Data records
....

PR #6141, opened 2021-02-09
[ticket/16705] Fix check_disk_space function - PHP 8

3D-I:
PHPBB3-16705

Checklist:

- [x] Tests pass

https://tracker.phpbb.com/browse/PHPBB3-16705

### DIFF
--- a/phpBB/phpbb/attachment/upload.php
+++ b/phpBB/phpbb/attachment/upload.php
@@ -317,16 +317,6 @@ class upload
 				return false;
 			}
 		}
-		else
-		{
-			$this->file_data['error'][] = $this->language->lang('ATTACH_DISK_FREE_SPACE');
-
-			$this->file_data['post_attach'] = false;
-
-			$this->file->remove();
-
-			return false;
-		}
 
 		return true;
 	}
--- a/phpBB/phpbb/attachment/upload.php
+++ b/phpBB/phpbb/attachment/upload.php
@@ -298,7 +298,7 @@ class upload
 	{
 		if (function_exists('disk_free_space'))
 		{
-			$free_space = disk_free_space($this->phpbb_root_path);
+			$free_space = @disk_free_space($this->phpbb_root_path);
 
 			if ($free_space <= $this->file->get('filesize'))
 			{
--- a/phpBB/phpbb/attachment/upload.php
+++ b/phpBB/phpbb/attachment/upload.php
@@ -296,8 +296,10 @@ class upload
 	 */
 	protected function check_disk_space()
 	{
-		if ($free_space = @disk_free_space($this->phpbb_root_path . $this->config['upload_path']))
+		if (function_exists('disk_free_space'))
 		{
+			$free_space = disk_free_space($this->phpbb_root_path);
+
 			if ($free_space <= $this->file->get('filesize'))
 			{
 				if ($this->auth->acl_get('a_'))
@@ -314,6 +316,16 @@ class upload
 
 				return false;
 			}
+		}
+		else
+		{
+			$this->file_data['error'][] = $this->language->lang('ATTACH_DISK_FREE_SPACE');
+
+			$this->file_data['post_attach'] = false;
+
+			$this->file->remove();
+
+			return false;
 		}
 
 		return true;
--- a/phpBB/language/en/posting.php
+++ b/phpBB/language/en/posting.php
@@ -46,7 +46,6 @@ $lang = array_merge($lang, array(
 	'ATTACH_COMMENT_NO_EMOJIS'	=> 'The attachment comment contains forbidden characters (Emoji).',
 	'ATTACH_DISK_FULL'			=> 'There is not enough free disk space to post this attachment.',
 	'ATTACH_QUOTA_REACHED'		=> 'Sorry, the board attachment quota has been reached.',
-	'ATTACH_DISK_FREE_SPACE'	=> 'Sorry, the PHP <samp>disk_free_space</samp> function is disabled in this system.',
 	'ATTACH_SIG'				=> 'Attach a signature (signatures can be altered via the UCP)',
 
 	'BBCODE_A_HELP'				=> 'Inline uploaded attachment: [attachment=]filename.ext[/attachment]',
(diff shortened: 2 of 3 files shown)


3D-I:
immagine

rubencm:
This has to be fixed in master too

3D-I:
> 
> 
> This has to be fixed in master too

Will the PR against 3.3.x be merged also in master?

3D-I:
Not a test expert here. I will leave that to you in case.

phpBB/phpbb/attachment/upload.php
```diff
@@ -296,8 +296,10 @@ protected function check_attach_quota()
 	 */
 	protected function check_disk_space()
 	{
-		if ($free_space = @disk_free_space($this->phpbb_root_path . $this->config['upload_path']))
+		if (function_exists('disk_free_space'))
 		{
+			$free_space = disk_free_space($this->phpbb_root_path);
```
marc1706, line 301:
```suggestion
			$free_space = disk_free_space($this->phpbb_root_path . $this->config['upload_path']);
```

3D-I: This is where the function fails there. 
Not sure why we are trying to check such directory?
The space is the space inside the root of the board as `./`

3D-I: @marc1706 this function is `only` being used here https://github.com/phpbb/phpbb/blob/91a5a73dca110aad9f44a90ebfc089517ae351b6/phpBB/phpbb/attachment/upload.php#L195 - I am trying to explain that the check here fails with your proposed change and it is not necessary at all IMHO. The attachment quota is checked by another function as a matter of fact.

marc1706:
```suggestion
			$free_space = disk_free_space($this->phpbb_root_path . '/');
```

phpBB/phpbb/attachment/upload.php
```diff
@@ -315,6 +317,16 @@ protected function check_disk_space()
 				return false;
 			}
 		}
+		else
+		{
+			$this->file_data['error'][] = $this->language->lang('ATTACH_DISK_FREE_SPACE');
```
marc1706, line 322: If it's not disabled we only give out system specific info for admins. Therefore I don't see the point of telling anyone that this function is disabled.

marc1706: Previous behavior was to silently fail if we can't check the free space. This can be accepted behavior and changing this to prevent all uploads is IMHO not correct.

3D-I: And let the storage folder increase in size since the TMP files are not deleted?

phpBB/phpbb/attachment/upload.php
3D-I: A double slash you mean?

phpBB/phpbb/attachment/upload.php
3D-I: > If it's not disabled we only give out system specific info for admins. Therefore I don't see the point of telling anyone that this function is disabled.

At least provides a meaningful error message, what would it be your purpose?

phpBB/phpbb/attachment/upload.php
marc1706: Resolved the test failure with changes to the test

phpBB/phpbb/attachment/upload.php
marc1706: This error message can only be meaningful to admins and would just confuse users. Also, the previous behavior was different and I don't see a need to change it. You're aborting upload because you don't know if there is free space as opposed to aborting because there is not enough space. This change will essentially break uploads with boards that do not support calling disk_free_space().

3D-I: Options:

1. add an extra language string and present the error message different for admins/users via $auth->acl_get()
2. add a new configuration in ACP to check if the disk space should be checked or not (NO as defaut)
3. remove the else statement (which I do not like)

marc1706: I think the big question is how one would end up at this else branch. In this case it's only if the function does not exist, hence a state when you are not able to check the disk space. I think the decision to stop any and all uploads because I'm not able to check this is wrong. Yes, you might show an admin that this is disabled. Then again, if this is disabled it might be an issue but most of the time it would be perfectly fine. Breaking uploads because we're not able to check something just seems wrong to me.

phpBB/phpbb/attachment/upload.php
marc1706, line 301: I would still keep the `@` in case we might run into some weird things like open_basedir restrictions
```suggestion
			$free_space = @disk_free_space($this->phpbb_root_path);
```

phpBB/phpbb/attachment/upload.php
3D-I: This has in fact been the behaviour of the previous code so far as it has been silenced. Nowadays I don't think there are any space limitations and so I could agree with you, but since there are still some sites that offer free web space limited to e.g. 5GB and which many people use I think there could be problems in the future. Let's decide together which is the best solution and I'll be happy to push any changes.

phpBB/phpbb/attachment/upload.php
3D-I: No need to silent it again, we are first checking if the function exists.

3D-I: > I would still keep the `@` in case we might run into some weird things like open_basedir restrictions

Sorry... I missed your statement, should I check if open_basedir is in effect as well?

marc1706: Silencing it with `@` is not about whether this function exists, but whether to suppress (at least some) warning messages that might be shown by this. If open basedir restrictions are in effect, supressing this with `@` is valid and works also on PHP 8.x.

phpBB/phpbb/attachment/upload.php
marc1706: I think in general it would probably be nice to have a system where admins gets informed about something like that, e.g. via notifications. But in general I think it does not make sense to abort the actual uploading of attachments and therefore the posting for this. Something like a notification "hey, your system is running low on free space" but that will exceed the scope of this issue / PR.

marc1706 (approved):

....

== WHAT THE EXERCISE ASKS ==
Which lines in the data above hold the string "protected"? Return each of them.

== RESPONSE BOX ==
 	protected function check_disk_space()
@@ -296,8 +296,10 @@ protected function check_attach_quota()
 	protected function check_disk_space()
@@ -315,6 +317,16 @@ protected function check_disk_space()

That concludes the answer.